AVAILABLE DATA -
○ ○ ○ ○ ○ ○ ○

Issue #5860, opened 2019-11-29
Cannot deserialize LocalDate in @QueryParam due to missing ParamConverterProvider


cg-d:
**Describe the bug**
I'm using Jackson (via quarkus-resteasy-jackson) as `ObjectMapper` with the `KotlinModule` and the `JavaTimeModule` registered using an `ObjectMapperCustomizer`. When I have an endpoint with a `@QueryParam` of type `LocalDate` quarkus does not start.

**Expected behavior**
I expect resteasy to use the provided `ObjectMapper` to deserialize a String formated "YYYY-MM-DD" into an instance of `LocalDate`.

**Actual behavior**
Omitting the name and method signature for brevity I get

```
RESTEASY003875: Unable to find a constructor that takes a String param or a valueOf() or fromString() method for javax.ws.rs.QueryParam("adate") for basetype: java.time.LocalDate
```

**To Reproduce**
1. Use 
```xml
        <dependency>
            <groupId>io.quarkus</groupId>
            <artifactId>quarkus-resteasy</artifactId>
        </dependency>
        <dependency>
            <groupId>io.quarkus</groupId>
            <artifactId>quarkus-resteasy-jackson</artifactId>
        </dependency>
        <dependency>
            <groupId>com.fasterxml.jackson.module</groupId>
            <artifactId>jackson-module-kotlin</artifactId>
        </dependency>
        <dependency>
            <groupId>com.fasterxml.jackson.datatype</groupId>
            <artifactId>jackson-datatype-jsr310</artifactId>
        </dependency>
```
2. Register a resource like
```kotlin
@GET
@Path("path")
fun broken( @QueryParam("adate") aDate: LocalDate) {}
```
3. Run a `@QuarkusTest` to try a start up the application.

**Environment (please complete the following information):**
 - Output of `uname -a` or `ver`: 
Linux ninja-cgd 5.3.0-23-generic #25-Ubuntu SMP Tue Nov 12 09:22:33 UTC 2019 x86_64 x86_64 x86_64 GNU/Linux
 - Output of `java -version`: 
openjdk version "11.0.5-ea" 2019-10-15
OpenJDK Runtime Environment (build 11.0.5-ea+10-post-Ubuntu-0ubuntu1)
OpenJDK 64-Bit Server VM (build 11.0.5-ea+10-post-Ubuntu-0ubuntu1, mixed mode, sharing)
 - GraalVM version (if different from Java): 
not used
 - Quarkus version or git rev: 
[...]

PR #5886, opened 2019-11-29
Generalize registration of jackson modules

geoand:
This change makes use of the generated `ObjectMapperCustomizer` in order to allow auto-registration of discovered Jackson modules (thus removing the need of hard-coding the modules in the bean producer).

I initially got the idea for this by looking at #5860 but it's more general.

### DIFF
--- a/docs/src/main/asciidoc/kotlin.adoc
+++ b/docs/src/main/asciidoc/kotlin.adoc
@@ -389,4 +389,9 @@ One thing to note is that the live reload feature is not available when making c
 
 == Packaging the application
 
-As usual, the application can be packaged using `./mvnw clean package` and executed using the `-runner.jar` file. You can also build the native executable using `./mvnw package -Pnative`, or `./gradlew buildNative`.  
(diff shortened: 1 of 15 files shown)


loicmathieu:
This is a bit complicated... maybe we can just enable the auto discovery of modules inside the ObjectMapper ?

geoand:
Well it fits best with the what we already do in Quarkus and with the everything at build time logic.

It's not that complicated actually since everything we need is already in the code base

aguibert (approved):
LGTM

loicmathieu (commented):
@geoand now that I read again all the code I get it :)

Maybe it's worth adding the Scala module inside the Scala extension as you did for Kotlin ?

Maybe also add a note on the Kotlin guide about the fact that we auto register the Kotlin module to avoid some user trying to do it by themself :)

geoand:
@loicmathieu those are both excellent ideas! I didn't even know there was a Scala Jackson modul TBH :)

geoand:
@loicmathieu I incorporated your suggestions, thanks

loicmathieu (approved):
LGTM

gsmet (approved):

○ ○ ○ ○ ○ ○ ○

EXERCISE DESCRIPTION - Reproduce each line of the records in which the string "inside" appears.

RESPONSE FOR THIS EXERCISE -
This is a bit complicated... maybe we can just enable the auto discovery of modules inside the ObjectMapper ?
Maybe it's worth adding the Scala module inside the Scala extension as you did for Kotlin ?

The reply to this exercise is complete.